Follow-Up Challenge: Imperative Version Using Math

fn is_palindrome(x: i32) -> bool {
    // negative check
    if x < 0 {
        return false;
    }

    // define our variables to hold
    // our original version to manipulate
    // and our reveresed version to compare to
    let mut original = x;
    let mut reversed = 0;

    // while our original version is
    // greater than 0 we continue with
    // mathematical calculations
    while original > 0 {
        reversed = reversed * 10 + original % 10;
        original /= 10;
    }
    // compare `x` to the `reversed` version
    x == reversed
}

• In-Place Reversal: This method avoids string conversion, instead reversing the number mathematically. This is efficient in terms of memory usage.
• Digit Extraction and Reversal: The last digit of original is appended to reversed by first multiplying reversed by 10 (shifting it one decimal place up) and then adding the last digit of original.
• Original Number Modification: original is divided by 10 to remove the last digit, progressively shortening the number until all digits have been processed.
• Palindrome Check: The function compares the original number with the reversed number. If they match, the number is a palindrome.

Complexity Analysis

Imperative Approach Using String Conversion

• Time Complexity: (O(n)), where (n) is the number of digits in the integer. This is because the function iterates over each character of the string representation of the integer once.
• Space Complexity: (O(n)). The additional space comes from converting the integer to a string, which requires space proportional to the number of digits in the integer.

Functional Approach Using String Conversion

• Time Complexity: (O(n)). Similar to the imperative approach, it needs to iterate over each character to compare them.
• Space Complexity: (O(n)). The conversion of the integer to a string and the creation of the reverse iterator both contribute to the space used.

Imperative Version Using Math

• Time Complexity: (O(\log_{10}(x))), where (x) is the value of the integer. The number of digits in (x) is proportional to the logarithm of (x), and the loop iterates once for each digit.
• Space Complexity: (O(1)). This approach uses a fixed amount of space, only a few integers, regardless of the size of the input number.

Additional Information

When choosing between these approaches, consider the context of your application. If space efficiency is paramount, the mathematical approach is preferable. For readability and ease of understanding, string conversion methods might be more suitable.

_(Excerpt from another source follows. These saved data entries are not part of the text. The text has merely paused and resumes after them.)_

PR #8582, opened 2025-02-07
[url_launcher] When not fully loaded, clicking close causes the callback to not be triggered correctly.

StanleyCocos:
When SFSafariViewController is loading a webpage, if the close button is clicked during the loading process, it can prevent the callback from being triggered correctly.

- Fixes https://github.com/flutter/flutter/issues/161790
- Fixes https://github.com/flutter/flutter/issues/47271

## Pre-launch Checklist

- [x] I signed the [CLA].


StanleyCocos:
The missing test is because I need to first launch and quickly close it, then compare whether it can throw an exception as before. However, it seems that await or then can be tricky. I would greatly appreciate any guidance here.

stuartmorgan:
This should be testable with native unit tests that directly drive calls to the `URLLaunchSession`.

packages/url_launcher/url_launcher_ios/ios/url_launcher_ios/Sources/url_launcher_ios/URLLaunchSession.swift
```diff
@@ -12,6 +12,7 @@ final class URLLaunchSession: NSObject, SFSafariViewControllerDelegate {
 
   private let completion: OpenInSafariCompletionHandler
   private let url: URL
+  private var isLoadCompleted: Bool?
```
stuartmorgan, line 15: A nullable boolean should only be used when there are three conceptually different states. The code in this PR only actually recognizes two.

StanleyCocos:
> This should be testable with native unit tests that directly drive calls to the `URLLaunchSession`.

I’m really sorry, could you please provide more specific guidance? Thank you very much!


I intended to use the test case below, but since they are all simulated data, I can’t replicate the real fast closing behavior, which is causing me a lot of trouble.

```dart
test('launch and then close', () async {
    when(api.openUrlInSafariViewController(_webUrl)).thenAnswer((_) async {
      await Future<void>.delayed(const Duration(seconds: 2));
      return InAppLoadResult.success;
    });
    final UrlLauncherIOS launcher = UrlLauncherIOS(api: api);
    bool callback = false;
    Future<void> launchUrl() async {
      try {
        await launcher.launchUrl(_webUrl,
            const LaunchOptions(mode: PreferredLaunchMode.inAppWebView));
      } catch (_) {}
      // It won’t reach this point before the fix.
      callback = true;
    }

    launchUrl();
    await api.closeSafariViewController();
    expect(callback, true);
  });
```

stuartmorgan:
(Marking as Draft pending the test, so it doesn't show up in review queues.)

StanleyCocos:
Oh, my God. I forgot. Thanks for the reminder. I’ve added the test. If you have time, you can continue review

packages/url_launcher/url_launcher_ios/CHANGELOG.md
```diff
@@ -1,6 +1,7 @@
-## NEXT
+## 6.3.3
 
 * Updates minimum supported SDK version to Flutter 3.22/Dart 3.4.
+* Fixes When not fully loaded, clicking close causes the callback to not be triggered correctly.
```
loic-sharma, line 4:
```suggestion
* Ensures completion callback is invoked if the user dismisses the Safari view before the initial URL load completes.
```

packages/url_launcher/url_launcher_ios/ios/url_launcher_ios/Sources/url_launcher_ios/URLLaunchSession.swift
```diff
@@ -46,12 +47,16 @@ final class URLLaunchSession: NSObject, SFSafariViewControllerDelegate {
...
     }
+    isLoadCompleted = true
   }
 
   /// Called when the user finishes using the Safari view controller.
   ///
   /// - Parameter controller: The Safari view controller.
   func safariViewControllerDidFinish(_ controller: SFSafariViewController) {
+    if !isLoadCompleted {
+      completion(.success(.failedToLoad))
```
loic-sharma, line 58: Is `.failedToLoad` the correct result here? Or we should add a new `InAppLoadResult.dismissed` result?

If this is the correct result, should we update this comment to indicate this case can happen if the user dismisses the Safari view before the initial load completes?

https://github.com/flutter/packages/blob/fd53793899d567856b7f20c7a196787c3bca1278/packages/url_launcher/url_launcher_ios/pigeons/messages.dart#L30-L31

packages/url_launcher/url_launcher_ios/example/ios/RunnerTests/URLLauncherTests.swift
```diff
@@ -131,6 +131,24 @@ final class URLLauncherTests: XCTestCase {
...
+      switch result {
+      case .success(let details):
+        XCTAssertEqual(details, .failedToLoad)
+      case .failure(let error):
+        XCTFail("Unexpected error: \(error)")
+      }
+      expectation.fulfill()
+    }
+    plugin.closeSafariViewController()
+    wait(for: [expectation], timeout: 30)
```
loic-sharma, line 149: Is this `timeout: 30` necessary or is `timeout: 1` would be sufficient?

From my understanding `plugin.closeSafariViewController()` calls the completion callback, which in turn calls `expectation.fulfill()`. The expectation should be already be fulfilled at this point.

I apologize if this is a silly question, I'm not very familiar with XCTest.

packages/url_launcher/url_launcher_ios/example/ios/RunnerTests/URLLauncherTests.swift
```diff
@@ -131,6 +131,24 @@ final class URLLauncherTests: XCTestCase {
     XCTAssertEqual(launcher.passedOptions?[.universalLinksOnly] as? Bool, true)
   }
 
+  func testLaunchSafariViewControllerWithClose() {
+    let launcher = FakeLauncher()
+    let plugin = createPlugin(launcher: launcher)
+
+    let expectation = XCTestExpectation(description: "completion called")
+    plugin.openUrlInSafariViewController(url: "https://flutter.dev") { result in
```
loic-sharma, line 139: I worry that this test would flake if `https://flutter.dev` loads before the test calls `closeSafariViewController`. Is there some URL we could test that is known to hang forever? Or am I overthinking this? cc @stuartmorgan

packages/url_launcher/url_launcher_ios/example/ios/RunnerTests/URLLauncherTests.swift
stuartmorgan: Our standard for expectation timeouts in the repo is 30 (older code still uses lower timeouts). Flutter style is [not to have timeouts at all](https://github.com/flutter/flutter/blob/master/docs/contributing/Style-guide-for-Flutter-repo.md#never-check-if-a-port-is-available-before-using-it-never-add-timeouts-and-other-race-conditions) but that's awkward with XCTest APIs, so we just use a value that is absurdly long for unit tests.

packages/url_launcher/url_launcher_ios/example/ios/RunnerTests/URLLauncherTests.swift
stuartmorgan: I would not expect it to be possible for that to happen. Unless `SFSafariViewController`'s `didCompleteInitialLoad` callback happens on a non-main thread (which I wouldn't expect since it passed the view controller as a parameter), it shouldn't be possible for the callback to trigger until the runloop runs again, which I would think could not happen before the `wait` call.

There are some assumptions in there, so I wouldn't be confident in saying that it's impossible, but I'd be fine with waiting to see if it does actually happen before we add a bunch of extra logic (since the reliable way to avoid that would be dependency injection of a fake `SFSafariViewController` that we know won't load anything) to avoid I case that I strongly suspect is in fact impossible.

packages/url_launcher/url_launcher_ios/example/ios/RunnerTests/URLLauncherTests.swift
StanleyCocos: Under normal circumstances, wait(for: [expectation], timeout: 30) won’t actually wait, because the closure has already been triggered before it. The 30-second timeout is set to prevent accidentally removing this PR functionality. If this PR functionality is deleted, setting the wait time to 1 might not make sense, as the callback may never be reached for verification.

packages/url_launcher/url_launcher_ios/CHANGELOG.md
StanleyCocos: It has been adjusted.

packages/url_launcher/url_launcher_ios/ios/url_launcher_ios/Sources/url_launcher_ios/URLLaunchSession.swift
StanleyCocos: > If this is the correct result, should we update this comment to indicate this case can happen if the user dismisses the Safari view before the initial load completes?

Do you think it’s possible to modify the comment like this:

// The URL did not load successfully (or close the SFSafariViewController earlier)

packages/url_launcher/url_launcher_ios/example/ios/RunnerTests/URLLauncherTests.swift
loic-sharma: Gotcha, thanks for the background. Closing!

StanleyCocos:
@loic-sharma
Hi, could you take another look? 
Thank you!

packages/url_launcher/url_launcher_ios/pigeons/messages.dart
```diff
@@ -27,7 +27,7 @@ enum InAppLoadResult {
   /// The URL was successfully loaded.
   success,
 
-  /// The URL did not load successfully.
+  /// The URL did not load successfully (or close the SFSafariViewController earlier).
```
loic-sharma, line 30: What do you think of something like this?

```suggestion
  /// The URL did not load successfully (or the user closed the view controller before it loaded).
```

loic-sharma (approved):
This looks good to me, thanks for the contribution!

packages/url_launcher/url_launcher_ios/pigeons/messages.dart
StanleyCocos: I have made the changes. Thank you for your suggestion.

StanleyCocos:
@stuartmorgan  
Could you take some time to review this request again?
Thank you!

StanleyCocos:
cc @stuartmorgan  
Sorry to bother you, but could you take a look when you have time? This request seems to have been pending for quite a while.

packages/url_launcher/url_launcher_ios/ios/url_launcher_ios/Sources/url_launcher_ios/URLLaunchSession.swift
stuartmorgan: Returning this will [throw an exception saying there was an error loading the page](https://github.com/flutter/packages/blob/1b53da5bba9a7793eb72b96901338bedc4086885/packages/url_launcher/url_launcher_ios/lib/url_launcher_ios.dart#L167-L170), which seems misleading. I think a new Pigeon return type that Dart interprets to return `false` would be better.

StanleyCocos: I created a new dismissed state to represent the current status.

StanleyCocos: cc @stuartmorgan   
Could you take another look?

jmagman:
@stuartmorgan-g could you take a look at this and re-review? Thank you!

stuartmorgan-g (approved):
LGTM, sorry for the delay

Further Reading / References

To deepen your understanding of the concepts used in these solutions, you might explore the following topics:

• String Manipulation in Rust: Learn more about how strings work in Rust, including ownership, borrowing, and methods associated with string manipulation.
• Iterators and Closures in Rust: These are powerful features that allow for concise and expressive code, especially in functional-style programming.
• Number Theory Basics: Understanding how numbers can be manipulated, reversed, and analyzed is crucial in many algorithmic problems.

Conclusion

In this blog post, we explored three different approaches to solving the palindrome number problem in Rust, each illustrating a unique aspect of Rust's capabilities. From simple string manipulation to more complex mathematical solutions, Rust provides the tools and features to implement efficient and readable solutions. Whether you prefer the imperative or functional programming paradigm, Rust accommodates both styles, allowing us to leverage its powerful type system and safety guarantees to write high-quality code.

Remember, the best solution often depends on the specific requirements and constraints of your project. By understanding the trade-offs between different approaches, we can make informed decisions that balance performance, readability, and Rust's idiomatic practices.